Much of the time, the only thing necessary to make an adjective into an adverb is to add the suffix '-ly' , but as the phrase "working hard or hardly working?" illustrates, 'hardly' does not retain the meaning of 'hard' when it becomes an adverb at all. The word 'hardly' used to only mean 'with force' or 'with effort' but that changed in the 16th century when the word gained the senses of 'barely', 'not at all', and as a way to soften a negative, such as "I can't hardly tell what this word means". Now, it would be incredibly rare and possibly confusing to hear 'hardly' mean what it had originally. To communicate that sense that the adverb used to have, the word 'hard' functions as an adjective, as in "the way he slammed the door was hard", but can also be used as an adverb such as "he slammed the door hard".

968: Deictic Pronouns Aug 3, 2017

There are lots of different kinds of pronouns, including personal pronouns like 'I' or 'she', demonstrative pronouns like 'that' or 'this', and interrogative pronouns like 'who', though the list doesn't end there. In a very broad sense, a pronoun is any word that can stand in for another word or phrase, but while some personal pronouns make this very simple by standing in for one or several names, deictic pronouns like 'here', 'that thing', or 'next Friday' depend on context entirely, but still do stand in for an idea. It should be noted that pronouns can belong to more than one category, such as, 'you', which is a personal pronoun, but also a deictic pronoun.
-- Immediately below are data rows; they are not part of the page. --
PR #5312, opened 2022-05-17
Expose `rescale_discrete_levels` in the Bokeh backend

maximlt:
This colormap parameter has just been added to Bokeh (https://github.com/bokeh/bokeh/pull/12121) and will be released in part of Bokeh `2.4.3`.

@jbednar I've set it to `True` by default, can you confirm this is correct?

### DIFF
--- a/holoviews/plotting/bokeh/element.py
+++ b/holoviews/plotting/bokeh/element.py
@@ -1759,6 +1759,14 @@ class ColorbarPlot(ElementPlot):
     logz = param.Boolean(default=False, doc="""
          Whether to apply log scaling to the z-axis.""")
 
+    rescale_discrete_levels = param.Boolean(default=True, doc="""
+        If ``cnorm='eq_hist`` and there are only a few discrete values,
+        then ``rescale_discrete_levels=True`` decreases the lower
+        limit of the autoranged span so that the values are rendering
+        towards the (more visible) top of the palette, thus
+        avoiding washout of the lower values.  Has no effect if
+        ``cnorm!=`eq_hist``.""")
+
     symmetric = param.Boolean(default=False, doc="""
         Whether to make the colormap symmetric around zero.""")
 
@@ -1961,6 +1969,7 @@ class ColorbarPlot(ElementPlot):
 
     def _get_cmapper_opts(self, low, high, factors, colors):
         if factors is None:
+            opts = {}
             if self.cnorm == 'linear':
                 colormapper = LinearColorMapper
             if self.cnorm == 'log' or self.logz:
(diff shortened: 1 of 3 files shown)


holoviews/plotting/bokeh/element.py
```diff
@@ -1983,14 +1992,15 @@ def _get_cmapper_opts(self, low, high, factors, colors):
                                       "Note that the option cnorm='eq_hist' requires "
                                       "bokeh 2.2.3 or higher.")
                 colormapper = EqHistColorMapper
+                if bokeh_version >= LooseVersion('2.4.3'):
+                    opts['rescale_discrete_levels'] = True
```
philippjfr, line 1996:
```suggestion
                    opts['rescale_discrete_levels'] = self.rescale_discrete_levels
```

philippjfr:
One comment :) Otherwise looks good.

holoviews/plotting/bokeh/element.py
maximlt: Brh, time to close the day! Thanks!

maximlt:
Thanks for catching that Philipp!

@jbednar that last commit doesn't invalid the docs build that just completed and was built from this PR: http://dev.holoviews.org/index.html

holoviews/plotting/bokeh/element.py
```diff
@@ -1983,14 +1992,15 @@ def _get_cmapper_opts(self, low, high, factors, colors):
                                       "Note that the option cnorm='eq_hist' requires "
                                       "bokeh 2.2.3 or higher.")
                 colormapper = EqHistColorMapper
+                if bokeh_version >= LooseVersion('2.4.3'):
```
jbednar, line 1995:
```suggestion
                if bokeh_version > LooseVersion('2.4.2'):
```

At least for testing, this guard allow Bokeh dev releases like 2.4.3rc1, so it can't demand 2.4.3 or later.

jbednar:
Looks good, thanks! Yes, I think the default should be `rescale_discrete_levels=True`. On my testing, in every case where I could spot a difference from when it is `False`, the `True` behavior was more useful, less surprising, and more appropriate.  So I think this will finally address the 2017 issue https://github.com/holoviz/datashader/issues/357 where I first complained about this behavior! 

Unfortunately, by default this behavior doesn't actually get invoked, because HoloViews doesn't use `eq_hist` by default with Datashader output. So the benefits of `rescale_discrete_levels` don't apply to these plots that still look fairly broken in their website version but would look better with `eq_hist`:

image
image


image
image


image
image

967: time and tide Aug 2, 2017

While there are examples of people using language as a tool to try to explain culture or cognitive abilities extremely and unfairly such as Sapir's ideas about the ' Eskimos ', when used more generally, linguistics and etymology can offer good insight into the way people think or thought. The word 'time' comes from Old English 'tīma' and is related to a number of other words in different languages, but for a while, 'tīma' related to the tide. Eventually it took on only its temporal meaning, but not only did the word that became 'time' have the relation to tides, but the Old English 'tīd' that led to the Modern English 'tide' had the sense of 'time' or 'period'. In fact, this relation that it has to the sea now only goes back to late Middle English. With all this, it is safe to conclude that the relationship between the sea and the passage of time was very strong to English speakers, to the point that it did not

966: Bluetooth (FUTHARK) Aug 1, 2017

Runic letters, also called FUTHORK, FUTHARK, and FUÞORC, etc (ᚠᚢÞᚨᚱᚲ), are characterized by the straight lines that make up the symbols, in the same way that cuneiform is noted for its triangular marks. This is due to the fact that they were generally carved into stone, beech , and other materials making curved lines harder to create, though it should be noted that the alphabet varied greatly over the many centuries it was used, and by the location in which people were writing. With a few exceptions in some alphabets, such as Icelandic's retention of Þ, Ð, and Æ, these letters are no longer used. Even so, the symbol and name for Bluetooth technology, comes from king Harald Bluetooth whose initials, H.B. were written ᚼᛒ in runic letters, but for the logo, the characters were combined into one. He was famous for uniting parts of Denmark and Norway; now the idea is that Bluetooth unites people technologically.